■ AIM OF THE TASK ■
Please say how many lines in the material include the string "develop", and nothing else.

■ INPUT ■
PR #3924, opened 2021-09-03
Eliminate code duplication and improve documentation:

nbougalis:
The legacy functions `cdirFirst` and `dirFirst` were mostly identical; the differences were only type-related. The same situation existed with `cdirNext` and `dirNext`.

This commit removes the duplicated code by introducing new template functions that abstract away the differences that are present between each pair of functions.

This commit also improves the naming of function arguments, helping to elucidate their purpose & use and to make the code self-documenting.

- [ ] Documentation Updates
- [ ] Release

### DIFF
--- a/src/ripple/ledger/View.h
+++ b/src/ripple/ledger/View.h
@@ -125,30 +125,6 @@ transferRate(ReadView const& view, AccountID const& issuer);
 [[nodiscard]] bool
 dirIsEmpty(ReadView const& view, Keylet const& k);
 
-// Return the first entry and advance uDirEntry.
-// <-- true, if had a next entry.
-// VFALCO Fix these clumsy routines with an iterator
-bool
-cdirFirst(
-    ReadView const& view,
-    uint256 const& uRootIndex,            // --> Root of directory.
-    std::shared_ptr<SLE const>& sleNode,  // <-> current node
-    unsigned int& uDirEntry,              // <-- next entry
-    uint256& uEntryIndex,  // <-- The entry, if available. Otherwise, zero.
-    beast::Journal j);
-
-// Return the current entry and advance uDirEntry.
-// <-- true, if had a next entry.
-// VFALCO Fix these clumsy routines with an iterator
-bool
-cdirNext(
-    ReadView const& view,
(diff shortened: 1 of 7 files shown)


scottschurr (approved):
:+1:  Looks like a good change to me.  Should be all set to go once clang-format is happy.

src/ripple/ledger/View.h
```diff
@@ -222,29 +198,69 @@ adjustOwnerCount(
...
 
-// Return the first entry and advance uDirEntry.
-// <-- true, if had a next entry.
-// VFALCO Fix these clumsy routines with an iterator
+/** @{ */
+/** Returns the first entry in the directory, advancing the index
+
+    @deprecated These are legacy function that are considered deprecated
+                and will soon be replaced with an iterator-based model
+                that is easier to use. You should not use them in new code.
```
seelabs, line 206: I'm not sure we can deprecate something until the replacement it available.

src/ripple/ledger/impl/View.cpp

==

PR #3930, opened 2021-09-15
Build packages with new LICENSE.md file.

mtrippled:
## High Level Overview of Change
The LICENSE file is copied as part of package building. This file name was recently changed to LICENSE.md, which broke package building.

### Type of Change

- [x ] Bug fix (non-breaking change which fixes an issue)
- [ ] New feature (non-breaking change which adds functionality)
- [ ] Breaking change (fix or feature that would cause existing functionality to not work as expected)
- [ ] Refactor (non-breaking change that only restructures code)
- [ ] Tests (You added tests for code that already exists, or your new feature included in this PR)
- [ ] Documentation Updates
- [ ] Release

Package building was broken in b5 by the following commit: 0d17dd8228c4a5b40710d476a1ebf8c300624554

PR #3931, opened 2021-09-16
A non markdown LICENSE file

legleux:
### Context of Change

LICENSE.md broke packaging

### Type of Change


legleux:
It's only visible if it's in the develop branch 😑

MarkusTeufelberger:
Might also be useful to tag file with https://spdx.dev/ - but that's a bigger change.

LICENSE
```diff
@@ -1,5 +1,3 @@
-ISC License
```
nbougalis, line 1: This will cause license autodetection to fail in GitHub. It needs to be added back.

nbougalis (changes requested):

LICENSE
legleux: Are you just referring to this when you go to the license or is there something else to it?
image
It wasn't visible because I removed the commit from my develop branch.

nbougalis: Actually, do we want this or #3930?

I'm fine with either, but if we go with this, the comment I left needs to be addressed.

■ WORKED SOLUTION ■
2